When we present our work on AMIP the relationship with the bootstrap often comes up. I think there’s a lot to say, but there’s one particularly useful perspective: the (empirical, nonparametric) bootstrap can be thought of as randomly querying the influence function. From this perspective, it seems both clear (a) why the bootstrap works as an estimator of variance and (b) why it won’t work as to find the approximately most influential set, i.e., the set of points which have the most extreme values of the influence function (AMIS in our paper).

Let’s suppose that you have a vector \(\psi \in \mathbb{R}^N\), with \(\sum_{n=1}^N \psi_n = 0\), where \(N\) is very large. We would like to know about \(\psi\), but suppose we can’t access it directly. Rather, we can only query it via inner products \(v^T \psi\). Moreover, suppose we can only compute \(B\) such inner products, where \(B \ll N\). For the purpose of this post, \(\psi\) will be the influence scores, \(v\) will be rescaled bootstrap weight vectors, \(N\) will be the number of data points, and \(B\) the number of bootstrap samples. But the discussion can start out more generally.

Suppose we don’t know anything a priori about \(\psi\), so we query it randomly, drawing IID entries for \(v\) from a distribution with mean zero and unit variance. Let the \(b\)-th random vector be denoted \(v^{b}\). We can ask: What can the collection of inner products \(V_B := \{v^{1} \cdot \psi, \ldots, v^{B} \cdot \psi \}\) tell us about \(\psi\)?

At first glance, the answer seems to be “not much other than the scale.” The set \(V_B\) tells us about the projection of \(\psi\) onto a \(B\)-dimensional subspace, out of \(N \gg B\) total dimensions. Furthermore, since \(\mathbb{E}[v \cdot \psi] = \sum_{n=1}^N \mathbb{E}[v_n] \psi_n = 0\), the vectors \(v^b\) are, on average, orthogonal to \(\psi\). So we do not expect the projection of \(\psi\) onto the space spanned by \(V_B\) to account for an appreciable proportion of \(|| \psi ||_2\).

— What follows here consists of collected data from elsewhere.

PR #1545, opened 2025-09-30
fix(cli):  resolve import path resolution

### LINKED ISSUE #1519: `api-linter` fails to resolve the import path
#### Environment details

  - OS: Windows
  - Package version: `1.70.2`

#### Steps to reproduce

  1. Create a project structured like below

        Image

        Set the `test.proto` text as

        ```protobuf
        syntax = "proto3";
        
        package api.v1;
        
        message Test {
          string name = 1 [(google.api.field_behavior) = IDENTIFIER];
        }
        ```

        Set the `field_behavior.proto` text as https://github.com/googleapis/googleapis/blob/67fe1ece997ef298d8d86b026195ea2fd588c538/google/api/field_behavior.proto

  2. Set the console `cwd` to the project root.
  3. Run the console command

      ```powershell
      api-linter --proto-path .\third_party .\api\v1\test.proto
      ```

      or

      ```powershell
      api-linter --proto-path third_party .\api\v1\test.proto
      ```

This returns an error:

```console
2025/08/07 14:56:11 api/v1/test.proto:5:8: could not resolve path "google/api/field_behavior.proto": open google\api\field_behavior.proto: The system cannot find the path specified.
```

The problem isn't reproduced via v. `1.67.*`

quirogas:
This PR fixes an issue where the linter failed to resolve proto imports correctly, particularly in two key scenarios.

### Fix

The underlying issue was that the compiler attempted to process all proto files at once, which led to errors when dependencies were located in different paths. The fix is to compile each proto file individually, allowing the compiler to correctly resolve the distinct import paths for each file.

Additionally, the `resolveImports` function was updated to correctly handle relative paths, ensuring they are preserved and passed to the compiler.

---

#### 1. Imports from Mixed Roots (Relative and `-I` flag) ( #1519)

The linter can now correctly resolve imports when one dependency is relative to the current working directory and another is located in a path specified by the `-I` flag.

**Testing Structure:**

The set \(V_B\) can estimate the scale \(|| \psi ||_2\), however, since \(\mathrm{Var}(v \cdot \psi) = \sum_{n=1}^N \mathbb{E}[v_n^2] \psi_n^2 = \sum_{n=1}^N \psi_n^2 = ||\psi||_2^2\), and \(\mathrm{Var}(v \cdot \psi)\) can be estimated using the sample variance of \(v^b \cdot \psi\).

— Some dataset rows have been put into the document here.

Issue #1547, opened 2025-10-07
Allow view field in AIP-133 AIP-134 and AIP-135 Soft Delete request messages


noahdietz:
As per https://github.com/aip-dev/google.aip.dev/pull/1562, we will allow the AIP-157 `View` pattern to be used with the other standard methods, specifically AIP-133 Create, AIP-134 Update, and AIP-135 Soft Delete (AIP-164). This will allow services to return a partial resource in the response for those standard methods `iff` there is a need to do so.

Thus, we need to update the `request-unknown-fields` rules ([example](https://linter.aip.dev/133/request-unknown-fields)) to allow a `view`/`_view`-suffixed field, similar to Get ([example](https://linter.aip.dev/131/request-unknown-fields)).

noahdietz:
cc @quirogas

PR #1548, opened 2025-10-13
chore(rules): allow AIP-157 View field in standard methods

quirogas:
feat(rules): Allow AIP-157 View field in standard methods

This change updates the `request-unknown-fields` rules for AIP-133 (Create), AIP-134 (Update), and AIP-135 (Delete) to allow the use of a `view` field, as per the guidance in AIP-157 and recent changes in [aip-dev/google.aip.dev#1562](https://github.com/aip-dev/google.aip.dev/pull/1562). This allows services to return a partial resource in the response for these standard methods.

fixes:  #1547

### DIFF
--- a/rules/aip0133/request_unknown_fields_test.go
+++ b/rules/aip0133/request_unknown_fields_test.go
@@ -127,10 +127,6 @@ func TestUnknownFields(t *testing.T) {
 				}
 			`, test)
 
-			// Correct the field type for the ViewField test case.
-			if test.testName == "ViewField" {
-				test.FieldType = "BookView"
-			}
 			problems := unknownFields.Lint(f)
 			var d protoreflect.Descriptor = f.Messages().Get(0)
 			if test.problematicFieldName != "" {
--- a/rules/aip0135/request_unknown_fields_test.go
+++ b/rules/aip0135/request_unknown_fields_test.go
@@ -34,11 +34,11 @@ func TestUnknownFields(t *testing.T) {
 		{"AllowMissing", "DeleteBookRequest", "allow_missing", "bool", testutils.Problems{}},
 		{"RequestId", "DeleteBookRequest", "request_id", "string", testutils.Problems{}},
 		{"ValidateOnly", "DeleteBookRequest", "validate_only", "bool", testutils.Problems{}},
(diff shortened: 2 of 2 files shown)


rules/aip0133/request_unknown_fields_test.go
```diff
@@ -101,11 +117,20 @@ func TestUnknownFields(t *testing.T) {
...
+				}
 				message {{.MessageName}} {
 					{{.FieldType}} {{.FieldName}} = 1;
 				}
 			`, test)
 
+			// Correct the field type for the ViewField test case.
+			if test.testName == "ViewField" {
+				test.FieldType = "BookView"
+			}
```
noahdietz: Why is this necessary? Let's avoid adding logic to our tests ([TotT](https://testing.googleblog.com/2014/07/testing-on-toilet-dont-put-logic-in.html)) and put it in a different/sub test if it is too hard to modify the table test.

Applies to here and below.

rules/aip0135/request_unknown_fields_test.go
```diff
@@ -34,11 +34,11 @@ func TestUnknownFields(t *testing.T) {
...
-		        {"ValidView", "DeleteBookRequest", "view", "BookView", testutils.Problems{}},
-				{"SuffixedView", "DeleteBookRequest", "custom_view", "BookView", testutils.Problems{}},
-				{"Invalid", "DeleteBookRequest", "application_id", "string", testutils.Problems{{
-					Message: "Unexpected field",
-				}}},		{"Irrelevant", "RemoveBookRequest", "application_id", "string", testutils.Problems{}},
+		{"ValidView", "DeleteBookRequest", "view", "BookView", testutils.Problems{}},
+		{"SuffixedView", "DeleteBookRequest", "custom_view", "BookView", testutils.Problems{}},
+		{"Invalid", "DeleteBookRequest", "application_id", "string", testutils.Problems{{
+			Message: "Unexpected field",
+		}}}, {"Irrelevant", "RemoveBookRequest", "application_id", "string", testutils.Problems{}},
```
noahdietz, line 41: Nit: what is going on with the formatting here, should the "Irrelevant" case be on its own line?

Note that the bootstrap is very similar to drawing \(v_n + 1 \sim \mathrm{Poisson}(1)\); the proper bootstrap actually has some correlation between different entries due to the constraint \(\sum_{n=1}^N v_n = 1\), but this correlation is of order \(1/N\) and can be neglected for simplicity in the present argument. The argument of the previous paragraph implies that the bootstrap effectively randomly projects \(\psi\) onto a very low-dimensional subspace, presumably losing most of its detail in doing so. It also makes sense that the bootstrap can tell us about \(||\psi||_2\) — recall that \(||\psi||_2\) consistently estimates the variance of the limiting distribution of our statistic, a quantity that we know the bootstrap is also able to estimate.

Recall that the AMIP from our paper is \(-\sum_{n=1}^{\lfloor \alpha N \rfloor} \psi_{(n)}\), where \(\psi_{(n)}\) is the \(n\)-th sorted entry of the \(\psi\) vector. From the argument sketch above I conjecture that the bootstrap distribution actually doesn’t convey much information about the AMIP other than the limiting variance. In particular, in the terms of our paper, I conjecture that the bootstrap can tell us about the “noise” of AMIP but not the “shape.”

Incidentally, the above perspective is also relevant for situations where we cannot form and / or invert the full Hessian matrix \(H\), and so cannot compute \(\psi\) directly. If we imagine sketching \(H^{-1}\), e.g. by using the conjugate gradient method applied to random vectors, we would run into a problem conceptually quite similar to the bootstrap. It’s interesting to think about how one could improve on random sampling in such a case.